En medio de las tres, está Una jornada particular, de 1977. Si las otras ganan por acumulación, ésta parte de una desnudez casi teatral: dos personas, un departamento, una azotea con ropa tendida y un solo día, que no es especial porque Hitler visite Roma y sea recibido con fasto, sino porque dos solitarios encuentran amistad por accidente o necesidad, cuando el país entero bailaba al borde del abismo. Él (Marcelo Mastroianni) es un escritor segregado y ella (Sophia Loren), una napolitana cuyas brasas de ímpetu vital fueron reducidas a cenizas por un matrimonio desabrido. Junto a Enemigo, querido enemigo (Concorrenza Sleale, 2001), la giornatta fue el único acercamiento directo de Scola al fascismo, pero el vibratto humano de su compromiso político resuena a través de toda su obra posterior.
Una jornada particular pudo verse en México en la ix Muestra Internacional de Cine de la primavera de 1978, en ese entonces en el cine Roble de Reforma y en la sala Fernando de Fuentes de la vieja Cineteca. Las películas de Scola fueron habituales en la Muestra, que programó El baile en 1984, La noche de Varennes en 1985 –dos meses después de los terremotos de septiembre–, Pasión de amor en el ’86, Splendor en el ’89 y así hasta ¡Qué extraño llamarse Federico!: Scola cuenta a Fellini, que fue su última película en la 56 Muestra de 2014.

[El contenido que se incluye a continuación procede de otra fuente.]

PR #3088, opened 2024-11-20
CB-5926 refactor: sort settings by translation

SychevAndrey:


webapp/packages/plugin-settings-panel/src/SettingsPanel/useSettings.ts
```diff
@@ -27,7 +28,13 @@ export function useSettings(accessor?: string[]): ISettings {
...
         const settings = this.settingsManagerService.activeSettings
           .filter(setting => accessor?.some(value => setting.access.scope.includes(value)))
-          .sort((a, b) => a.name.localeCompare(b.name));
+          .sort((a, b) => {
+            if (a.type === b.type) {
+              return translate(a.name).localeCompare(translate(b.name));
+            } else {
+              return a.type - b.type;
+            }
+          });
```
Wroud, line 37: I'm really not sure that we need to group settings by type because it can look better in a small amount of settings but will be unreadable with many

SychevAndrey: image
image

For me settings of the same type is more likely to be closer by meaning. See how it looks w/o sorting by type

PR #3089, opened 2024-11-20
CB-5960 sort features

devnaumov:


SychevAndrey (approved):

webapp/packages/core-root/src/FeaturesResource.ts
```diff
@@ -19,6 +19,11 @@ export type ApplicationFeature = WebFeatureSet;
 @injectable()
 export class FeaturesResource extends CachedDataResource<ApplicationFeature[]> {
   private baseFeatures: string[];
+
+  get features(): ApplicationFeature[] {
+    return this.data.slice().sort(sortFeature);
+  }
```
Wroud: not sure that sorting on resource level is good idea, it's better to sort it in UI component instead

PR #3096, opened 2024-11-22
CB-5125 do not trigger logo in configuration stage

devnaumov:


SychevAndrey (changes requested):
plugin-top-bar-app cannot use the administration package, it's better to branch out from CB-5918 and make changes in plugin-app-logo-administration

webapp/packages/plugin-top-app-bar/src/TopNavBar/Logo.tsx
```diff
@@ -26,5 +28,5 @@ export const Logo = observer(function Logo() {
 
   const title = isSameVersion ? backendVersionTitle : commonVersionTitle;
 
-  return <AppLogo title={title} onClick={() => screenService.navigateToRoot()} />;
+  return <AppLogo title={title} onClick={administrationScreenService.isConfigurationMode ? undefined : () => screenService.navigateToRoot()} />;
```
Wroud: it's better to fix somehow in `ScreenService` or in `AppScreenBootstrap` (so basically we need to block public screen activation in case we in configuration mode (we can check it from server config for not administration pages))

devnaumov: Plugins can use any core* packages. 
I am not sure about adding this logic to the screen service. It should not check itself whether it can be navigate or not, it should be checked outside of this service. Cause screen service has single responsibility, we want to keep it this way

Wroud (approved):

SychevAndrey (approved):

PR #3101, opened 2024-11-27
CB-4070 Migrate Project form to form template

sergeyteleshev:


webapp/packages/core-blocks/src/StatusMessage.tsx
```diff
@@ -66,10 +66,10 @@ export const StatusMessage = observer<Props>(function StatusMessage({
...
             {onShowDetails ? (
               <Link className={s(styles, { link: !multipleRows })} onClick={onShowDetails}>
-                {message}
+                {translate(message)}
               </Link>
             ) : (
-              message
+              translate(message)
             )}
           </div>
```
Wroud: probably we need to translate it in div's title too?

webapp/packages/core-ui/src/Form/FormPart.ts
```diff
@@ -17,6 +17,7 @@ export abstract class FormPart<TPartState, TFormState = any> implements IFormPar
   state: TPartState;
   initialState: TPartState;
   isSaving: boolean;
+  saved: boolean;
```
Wroud: Why do we need this flag? Our design was based on comparing the initial and current states, so the initial always needs to be synchronized with the server. When the initial state and current state are equal, then the  form is saved

How is this flag managed? What if the form gets a new initial state, and the current state will not equal the initial state? Will the form be marked as saved?

Wroud (changes requested):

webapp/packages/core-ui/src/Form/FormPart.ts
sergeyteleshev: removed

Wroud (approved):

PR #3132, opened 2024-12-12
CB-6000 handle task info events from WS

SychevAndrey:
1. `AsyncTaskService` was moved to core-root to avoid circular dependencies
2. Task is added to tasks map only when getter brings data from backend to save real task ID (`AsyncTask.create`)
3. `updateStatus` method was added to update task status on websocket message if task is running
4. When `running` prop is changing to `false`, we request gql endpoint
5. Naming improvements (onEvent  return type Subscription -> Unsubscribe) to avoid confusion with Rx Subscription plus it's basically returns cancel function, not subscription in any sense.

### DIFF
--- a/webapp/packages/core-root/src/AsyncTask/AsyncTask.ts
+++ b/webapp/packages/core-root/src/AsyncTask/AsyncTask.ts
@@ -8,7 +8,7 @@
 import { computed, makeObservable, observable } from 'mobx';
 
 import { type ISyncExecutor, SyncExecutor } from '@cloudbeaver/core-executor';
-import { type AsyncTaskInfo, ServerInternalError } from '@cloudbeaver/core-sdk';
+import { type AsyncTaskInfo, ServerInternalError, type WsAsyncTaskInfo } from '@cloudbeaver/core-sdk';
 
 export class AsyncTask {
   get id(): string {
@@ -125,9 +125,11 @@ export class AsyncTask {
     }
   }
 
-  public updateStatus(info: AsyncTaskInfo): void {
-    this.taskInfo = info;
-    this.onStatusChange.execute(this.taskInfo);
+  public updateStatus(info: WsAsyncTaskInfo): void {
+    if (this.taskInfo) {
+      this.taskInfo.status = info.statusName;
+      this.onStatusChange.execute(this.taskInfo);
+    }
   }
 
   private updateInfo(info: AsyncTaskInfo): void {
--- a/webapp/packages/core-root/src/AsyncTask/AsyncTask.ts
+++ b/webapp/packages/core-root/src/AsyncTask/AsyncTask.ts
@@ -8,10 +8,8 @@
 import { computed, makeObservable, observable } from 'mobx';
 
 import { type ISyncExecutor, SyncExecutor } from '@cloudbeaver/core-executor';
+import { type AsyncTaskInfo, ServerInternalError } from '@cloudbeaver/core-sdk';
 import { uuid } from '@cloudbeaver/core-utils';
-
-import type { AsyncTaskInfo } from '../sdk.js';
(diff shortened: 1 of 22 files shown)


webapp/packages/core-root/src/AsyncTask/AsyncTask.ts
```diff
@@ -8,13 +8,18 @@
...
-  readonly id: string;
+  get id(): string {
+    return this._id;
+  }
+
+  set id(id: string) {
+    if (!this._id) {
+      this._id = id;
+    }
+  }
```
Wroud: why it's private then? it can be just `id: string` instead of `_id` and get + set

webapp/packages/core-root/src/AsyncTask/AsyncTask.ts
```diff
@@ -34,18 +39,19 @@ export class AsyncTask {
...
   private updatingAsync: boolean;
   private readonly init: () => Promise<AsyncTaskInfo>;
-  private readonly cancel: (info: AsyncTaskInfo) => Promise<void>;
+  private readonly cancel: (id: string) => Promise<void>;
   private initPromise: Promise<void> | null;
 
-  constructor(init: () => Promise<AsyncTaskInfo>, cancel: (info: AsyncTaskInfo) => Promise<void>) {
-    this.id = uuid();
+  constructor(init: () => Promise<AsyncTaskInfo>, cancel: (id: string) => Promise<void>) {
+    this._id = '';
```
Wroud: kinda incorrect, cuz attempt to access id field after object creation will return incorrect data

webapp/packages/core-root/src/AsyncTask/AsyncTaskInfoService.ts
```diff
@@ -0,0 +1,117 @@
...
+      if (info.id && !this.tasks.has(info.id)) {
+        this.tasks.set(info.id, task);
+        task.id = info.id;
+        if (this.tasks.size === 1) {
+          this.connection = this.asyncTaskInfoEventHandler.eventsSubject.connect();
+        }
+      }
+
+      return info;
+    }, this.cancelTask.bind(this));
```
Wroud: please subscribe to `onStatusChange` instead to update task and AsyncTaskInfo.id linking

Wroud (changes requested):

webapp/packages/core-root/src/AsyncTask/AsyncTaskInfoService.ts
```diff
@@ -0,0 +1,155 @@
...
+  create(getter: () => Promise<AsyncTaskInfo>): AsyncTask {
+    const task = new AsyncTask(getter, this.cancelTask.bind(this));
+
+    this.tasks.set(task.id, task);
+    task.onStatusChange.addHandler(info => {
+      const pendingEvent = this.pendingEvents.get(info.id);
+      if (pendingEvent) {
+        const changes = { ...pendingEvent };
+        this.pendingEvents.delete(info.id);
+        this.updateTask(task, changes);
```
Wroud: you don't need to create a object copy cuz it will be used only once so we don't care about possible mutations

webapp/packages/core-root/src/AsyncTask/AsyncTaskInfoService.ts
```diff
@@ -0,0 +1,155 @@
...
+      }
+      if (!this.taskIdAliases.get(info.id)) {
+        this.taskIdAliases.set(info.id, task.id);
+      }
```
Wroud: it's better to isolate this logic to "only first time"
1. check if we have task alias already, if we do: do nothing
2. else set task alias, then check for pending events and process if we have some

Wroud (changes requested):

Wroud (approved):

Aunque vivió tres años más con guiones escritos y películas en puerta, Scola renunció públicamente a coproducir con cualquier compañía relacionada con Silvio Berlusconi, esa némesis a cuyo combate dedicó hasta la última fuerza. En una de sus últimas entrevistas, lamentó que los cineastas jóvenes de Italia abrazaran las fórmulas probadas y renunciaran a contar el país en el que vivían. Cineasta de raíz popular y acostumbrado a filmar para espectadores de a pie, no dejó de lamentar el hermetismo elitista de cierto cine de autor, hecho de espaldas a la audiencia: “No creo en el cine de catacumbas que va dedicado a una secta de pocos elegidos. Hacer una película es una fatiga muy grande para eso”, se le ve decir en una entrevista para la televisión italiana en sus últimos años. Salud por Ettore Scola, que este mes habría cumplido noventa años de ser el cineasta más joven de Italia.